Weite Teile sind darüber hinaus als sogenanntes „besonders geschütztes Biotop“ gem. § 30 Bundesnaturschutzgesetz (BNatSchG) einzustufen - hiermit unterliegen die Flächen einem unmittelbaren gesetzlichen Grundschutz vor Zerstörung oder „einer sonst erheblichen Beeinträchtigung“.
Das nach dem niedersächsischen Wassergesetz im Rahmen des Gemeingebrauchs allgemein zulässige Baden in den fließenden Gewässern wurde in der Oker nach § 8 der Verordnung zur Aufrechterhaltung der öffentlichen Sicherheit und Ordnung bereits untersagt. Weitere Einschränkungen der Nutzung sind wasserrechtlich nicht vorgesehen.
Das Angeln in der Oker ist den Fischereipachtberechtigten (Klub Braunschweiger Fischer und Angelsportverein Braunschweig) erlaubt. Wer ein Fischereirecht ausübt, hat bereits nach § 42 Nds. Fischereigesetz (FischG) auf die natürlichen Lebensgemeinschaften im Gewässer und an seinen Ufern, insbesondere auf seltene Pflanzen- und Tierarten, angemessen Rücksicht zu nehmen.
Eine Ausweisung als NSG ist unter anderem aus diesen Gründen und aufgrund des in der Vergangenheit eher geringen Konfliktpotentials - vermutlich wegen der schwierigen Zugänglichkeit – als nicht erforderlich erachtet worden. Sofern sich die scheinbar aktuell intensivere Frequentierung verfestigen sollte und damit nicht hinnehmbare Schäden eintreten, wäre hierüber neu zu entscheiden.

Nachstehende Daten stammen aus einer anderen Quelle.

Issue #9706, opened 2024-07-29
6.2.0 Rolling Release


ScharfViktor:
### Prerequisites

* [x] DEV: release reva v.2.20.0 https://github.com/cs3org/reva/pull/4781
* [x] DEV: bump reva to v.2.20.0 https://github.com/owncloud/ocis/pull/9708
* [x] DEV: bump web to v.10.0.0 https://github.com/owncloud/ocis/pull/9707
* [x] DEV: Create tag `v6.2.0-rc.1`
* [x] DEV: Create signed tag  
* [x] DEV: Check successful CI run on  tag / BLOCKING for all further activity

## QA Phase
* [x] QA: Performance test https://grafana.k6.infra.owncloud.works/?orgId=1&refresh=15m&var-test_id=5da732e8-6e80-4191-b3dd-86e06d91586a
* [x] QA: QA: Compatibility testing between `owncloud/ocis-rolling:6.1.0 `and `owncloud/ocis-rolling:master(similar with 6.2.0)`
* [x] QA: e2e with different deployment: https://github.com/owncloud/web/pull/11297

### After QA Phase
* [x] DEV: Create branch `release-x.x.x`
  * [x] DEV: bump ocis version in necessary files
  * [x] DEV: `ocis-pkg/version/version.go`
  * [x] DEV: `sonar-project.properties`
  * [x] DEV: released deployment versions
  * [x] DEV: prepare changelog folder in `changelog/x.x.x_???`
* [x] DEV: Create final signed tag
* [x] DEV: Check successful CI run on `vx.y.z` tag / BLOCKING for all further activity
* [x] Merge release notes https://github.com/owncloud/docs-main/pull/64
* [x] roll out release on https://infinite.owncloud.com/
* [ ] roll out rolling release on https://owncloud.dev/ocis/deployment/continuous_deployment/ https://github.com/owncloud/ocis/pull/9717

****

ScharfViktor:
### Compatibility test between `owncloud/ocis:6.0.0` and `owncloud/ocis-rolling:6.1.0-alpha.2`

shares:
- [x] public share (with an expiration date)
- [x] share with user as role editor (with an expiration date)
- [x] share with user as role viewer
- [x] share with group "Users"

project space:
- [x] uploaded folder & files
- [x] trashed files
- [x] share space with user
- [x] public share space

files:
- [x] uploaded folder & files
- [x] version of files
- [x] trashed files
- [x] GDPR export

users
[...]

PR #9716, opened 2024-07-30
add collabora extra param

ScharfViktor:
this fix can help to solve this issue https://github.com/owncloud/ocis/issues/9706#issuecomment-2257756493 with local running collabora v.24

related https://github.com/owncloud/web/pull/11301

### DIFF
--- a/deployments/examples/ocis_full/.env
+++ b/deployments/examples/ocis_full/.env
@@ -129,6 +129,11 @@ COLLABORA_ADMIN_USER=
 # Admin password for Collabora.
 # Defaults to "admin".
 COLLABORA_ADMIN_PASSWORD=
+# Set to true to enable SSL for Collabora Online. Default is true if not specified.
+COLLABORA_SSL_ENABLE=false
+# If you're on an internet-facing server, enable SSL verification for Collabora Online.
+# Please comment out the following line:
+COLLABORA_SSL_VERIFICATION=false
 
 ### Supplemental Configurations ###
 # If you want to use supplemental configurations,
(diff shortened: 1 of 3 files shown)


micbar:
We need to create an env var for this in the .env file because we should not set the default to insecure.

micbar (changes requested):
Please make the default secure.

AlexAndBear (approved):

deployments/examples/ocis_full/collabora.yml
```diff
@@ -55,7 +55,7 @@ services:
     environment:
       aliasgroup1: https://${WOPISERVER_DOMAIN:-wopiserver.owncloud.test}:443
       DONT_GEN_SSL_CERT: "YES"
-      extra_params: --o:ssl.enable=false --o:ssl.termination=true --o:welcome.enable=false --o:net.frame_ancestors=${OCIS_DOMAIN:-ocis.owncloud.test}
+      extra_params: --o:ssl.enable=false --o:ssl.ssl_verification=${SSL_VERIFICATION:-true} --o:ssl.termination=true --o:welcome.enable=false --o:net.frame_ancestors=${OCIS_DOMAIN:-ocis.owncloud.test}
```
AlexAndBear, line 58: > --o:ssl.enable=false

This doesn't need to be enabled to make it "secure" as Michael asked for it

ScharfViktor: thanks 👍  I did it by analogy with `INSECURE=true` 
by default `SSL_VERIFICATION=true` `SSL_ENABLE=true` 
for development/testing is set to false

deployments/examples/ocis_full/.env
```diff
@@ -129,6 +129,9 @@ COLLABORA_ADMIN_USER=
 # Admin password for Collabora.
 # Defaults to "admin".
 COLLABORA_ADMIN_PASSWORD=
+# If you're on an internet-facing server, enable SSL verification for Collabora Online.
+# Please comment out the following line:
+SSL_VERIFICATION=false
```
micbar, line 136: I would prefer a COLLABORA_ prefix

ScharfViktor: done

micbar (approved):

PR #9720, opened 2024-07-31
Enhancement:  Support Skyhigh Security ICAP as an ICAP server

fschade:
## Description
Upgrade the antivirus ICAP client library, bringing enhanced performance and reliability to our antivirus scanning service. With this update, the Skyhigh Security ICAP can now be used as an ICAP server, providing robust and scalable antivirus solutions.

## Related Issue
- Fixes https://github.com/owncloud/enterprise/issues/6197

## Motivation and Context
- Upgraded antivirus ICAP client library
- Enhanced performance and reliability of antivirus scanning service
- Added support for Skyhigh Security ICAP as an ICAP server

## Checklist:
- [ ] NEEDS QA!


services/antivirus/pkg/scanners/icap.go
```diff
@@ -89,5 +95,14 @@ func (s ICAP) Scan(in Input) (Result, error) {
...
 	}
 
+	if result.Infected || res.ContentResponse == nil {
+		return result, nil
+	}
+
+	// mcafee forwards the scan result as HTML in the content response;
+	// status 403 indicates that the file is infected
+	result.Infected = res.ContentResponse.StatusCode == http.StatusForbidden
+	result.Description = res.ContentResponse.Status
```
kobergj, line 105: Should we do this only if scanner is running on mcaffe? Could it break if we use another virus scanner?

services/web/README.md
```diff
@@ -88,6 +88,7 @@ applications from the WebUI.
 Everything else is skipped and not considered as an application.
    *   Each application must be in its own directory accessed via `WEB_ASSET_APPS_PATH`.
    *   Each application directory must contain a `manifest.json` file.
+  *   Each application directory can contain a `config.json` file.
```
kobergj, line 91:
```suggestion
   *   Each application directory must contain a `manifest.json` file.
   *   Each application directory can contain a `config.json` file.
```

changelog/unreleased/enhancement-local-app-configuration.md
```diff
@@ -0,0 +1,12 @@
+Enhancement: Local WEB App configuration
+
+We've added a new feature which allows configuring applications individually instead of using the global apps.yaml file.
+With that, each application can have its own configuration file, which will be loaded by the WEB service.
+
+The local configuration has the highest priority and will override the global configuration.
+The Following order of precedence is used: local.config > global.config > manifest.config.
+
+Besides the configuration, the application now be disabled by setting the `disabled` field to `true` in one of the configuration files.
```
kobergj, line 9:
```suggestion
Besides the configuration, the application can now be disabled by setting the `disabled` field to `true` in one of the configuration files.
```

kobergj (changes requested):

services/web/README.md
fschade: i accidentally commited those....

services/antivirus/pkg/scanners/icap.go
fschade: > Should we do this only if scanner is running on mcaffe? Could it break if we use another virus scanner?

i know what you mean, i thought the same... but there is no indication if the icap response is a skyHigh response or not... no header, no nothing. The only thing i could think of is to introduce a config value... but that feels maehhhh :(

the ContentResponse is always nil (clamav, mcaffe without virus), thats the reason for the early return.

kobergj (approved):

PR #9771, opened 2024-08-09
Collaboration connector refactor

jvillafanez:
## Description
Refactor connector to homogenize the responses. This means that almost all the connector methods will return a `ConnectorResponse` which will include the HTTP status, headers and body. Note that the body is expected to be JSON-encoded before sending it to the client.
There are new `NewResponse*` methods to simplify the creation of common responses. These include a response with just the HTTP status and a response with status and lock id. For more complex responses, you'll need to create the response yourself.

Code of the httpAdapter is greatly simplified with these changes, the code of the connector is mostly homogenized (only some exceptions), and the behavior is barely touched (only in the `PutRelativeFile`)

In addition, mockery has been updated to 2.43.2 because mocks were already created with that version.

### Exceptions:
* https://github.com/owncloud/ocis/compare/collaboration_connector_refactor?expand=1#diff-57a0aa20d4a5545fa33573bfb8120aea99fc483bc370054528f0e8e0629728f1R729-R739 The response is built manually because we'll need a lot of parameters and a custom `NewResponse*` method to simplify the call.
* The `GetLock` method returns a lock id with a 200 status. This is why we opted to supply a status in the `NewResponseWithLock` method even though the rest of the cases the lock would be sent with a 409 status.
* Some of the code for the `PutRelativeFile` methods has been adjusted because the underlying `PutFile` call also returns a `ConnectorResponse`. The behavior of both methods should still be the same.
* The `GetFile` method remains unchanged with the refactor. The main problem is that we'd need a switch of responsibilities: the connector method would need to return a reader for the httpAdapter to copy the contents, however this will cause problems with the "bodycloser" linter because the connector would need to send a request but can't close the body of the response.

## Related Issue
No open issue

## Motivation and Context
With the only exception of the `GetFile` method in the httpAdapter, the rest of the methods are straightforward.
Having the same response for most of the connector methods (with the exception of the `GetFile`) is easier to understand the code.

## How Has This Been Tested?
unit tests and wopi validator

## Types of changes

- [x] Technical debt

## Checklist:

- [ ] Code changes
- [ ] Unit tests added
- [ ] Acceptance tests added


kobergj (approved):

jvillafanez:
I don't think we need a changelog entry for this, so good to merge?

kobergj:
No please add a changelog. Missed it during review :cry:

PR #9772, opened 2024-08-09
[docs-only] Add variables to .env to configure the data- and config directory

dragotin:
That adds an way of having the volumes configured easily.


mmattel:
@dragotin I rebased because we had a small update in the `ocis.yml` and `.env` files and polished the texts a bit. From my pov ready to merge.

mmattel (approved):

PR #9784, opened 2024-08-12
add OCIS_ENABLE_OCM env var

butonic:
We added a new `OCIS_ENABLE_OCM` env var that will enable all ocm flags and add `ocm` to the services started by the runtime.


ocis-pkg/config/config.go
```diff
@@ -56,6 +56,7 @@ type Runtime struct {
 	Services   []string `yaml:"services" env:"OCIS_RUN_EXTENSIONS;OCIS_RUN_SERVICES" desc:"A comma-separated list of service names. Will start only the listed services." introductionVersion:"pre5.0"`
 	Disabled   []string `yaml:"disabled_services" env:"OCIS_EXCLUDE_RUN_SERVICES" desc:"A comma-separated list of service names. Will start all default services except of the ones listed. Has no effect when OCIS_RUN_SERVICES is set." introductionVersion:"pre5.0"`
 	Additional []string `yaml:"add_services" env:"OCIS_ADD_RUN_SERVICES" desc:"A comma-separated list of service names. Will add the listed services to the default configuration. Has no effect when OCIS_RUN_SERVICES is set. Note that one can add services not started by the default list and exclude services from the default list by using both envvars at the same time." introductionVersion:"pre5.0"`
+	EnableOCM  bool     `yaml:"enable_ocm" env:"OCIS_ENABLE_OCM" desc:"Enable all OCM config flags and start the ocm service." introductionVersion:"%%NEXT%%"`
```
kobergj, line 59: Why do we need an extra envvar for this? Whats wrong with `OCIS_ADD_RUN_SERVICES=ocm`?

kobergj (changes requested):

ocis-pkg/config/config.go
butonic: AFAICT pm wanted a single env var to enable ocm. that means we have to also make the runtime pick up the env var to start the service.

kobergj: Please let's NOT do this. We have too many envvars anyways. We cannot add envvars for specific deployment scenarios. Next week there'll be `OCIS_MY_CUSTOM_DEPLOYMENT` which start antivirus and webfinger but not search.

Tell PO `OCIS_ADD_RUN_SERVICES` IS a single envvar.

butonic: I agree. I was trying to argue that the helm chart is the layer that uses feature flags like this. @micbar was against it. And the whole point of this PR is to add a feature flag env var `OCIS_ENABLE_OCM` that sets all the other env vars. Making it also enable the service at least makes it not a half baked solution ...

all or nothing IMO

butonic: setting them to true results in various error messages in the log because the ocm service cannot be contacted.

Looking at the list item *New variable like OCIS_ENABLE_OCM should summarize most of the variable to simplify enablement of ocm* we could just add `OCIS_ENABLE_OCM` to the existing boolean env vars and not start ocm ... but that seems to just be a half assed solution.

kobergj: > Looking at the list item New variable like OCIS_ENABLE_OCM should summarize most of the variable to simplify enablement of ocm we could just add OCIS_ENABLE_OCM to the existing boolean env vars and not start ocm 

I'd like that more. The runtime already listens to: `OCIS_ADD_RUN_SERVICES`, `OCIS_EXCLUDE_RUN_SERVICES` and `OCIS_RUN_SERVICES`. Listening to a fourth envvar will only make it more complicated and produces edge cases that need to be considered. (e.g. `OCIS_EXCLUDE_RUN_SERVICES=ocm` and `OCIS_ENABLE_OCM=true`)

`OCIS_ENABLE_OCM` activates all service specific envvars, ocm service needs to be started separately. That sounds nice and simple to me.

kobergj (approved):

Aufgrund der geschilderten Sachlage wird die Verwaltung jedoch als ersten Schritt prüfen und die Aufstellung entsprechender Schilder mit Hinweis auf den besonderen Schutzstatus „§ 30-Biotop“ veranlassen. Darüber hinaus wird geprüft, welche konkreten Maßnahmen zur Beruhigung des Gebietes flankierend ergriffen werden können.